Long live May Day! Polish translation of Lukács’ „Lenin”

To celebrate May Day I hereby present to the Readers the first Polish translation of a study of the thought of Vladimir Ilyich Lenin by György Lukács, one of the greatest Marxist philosophers of the 20th century.

This short pamphlet is one of the best expositions of the thought of the leader of the October Revolution. It shows to what extent Lenin was able to develop a worldview not only coherent, but whose coherence reflected the material unity of the social world, and which was able to highlight and combine all the social issues and problems of the workers’ movement he encountered with the priority issue of the conquest of power. In this respect, after a century, both Lukács’ pamphlet and Lenin’s thought retain their relevance.

Of course, this is relevance with reservations. At the end of the work written immediately after Lenin’s death and in the afterword added from the perspective of four decades, Lukács warns against mechanical application of the thought of the leader of Bolshevism. Lukács can be accused of emphasizing the historical moment of the work’s creation to distance himself from the theses contained in it, which would be unacceptable in the Brezhnev era (e.g. in 1924, writing about the dialectical unity of the bourgeois and proletarian revolution under the independent leadership of the proletariat was a Bolshevik truism, two years later it would be „anti-Leninist Trotskyism”). Nevertheless, the author of „History and Class Consciousness” is not without a point.

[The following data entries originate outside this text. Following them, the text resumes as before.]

PR #2455, opened 2024-11-21
Add tips for good applications

semuelle:
Please review and add what you can think of.

### DIFF
--- a/docs/help.md
+++ b/docs/help.md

Lenin’s oeuvre is not a book of recipes to follow, but a guide on how to analyze the reality we find ourselves in; theoretical knowledge never relieves one from the duty to think. Lukács expressed it perfectly when he finished his 1924 work with these words: “Leninism means a previously unattained level of concrete, non-schematic, non-mechanical, purely practice-oriented thinking. It is the task of the Leninists to preserve it. But in the historical process only what is alive can survive. And such preservation of the tradition of Leninism is today the highest task of anyone who takes seriously the dialectical method as a weapon in the class struggle of the proletariat.”

This pamphlet is a brilliant compendium of Leninism and thus can be a modest aid in the task of preserving its traditions. It is therefore a valuable theoretical work that every Marxist should read.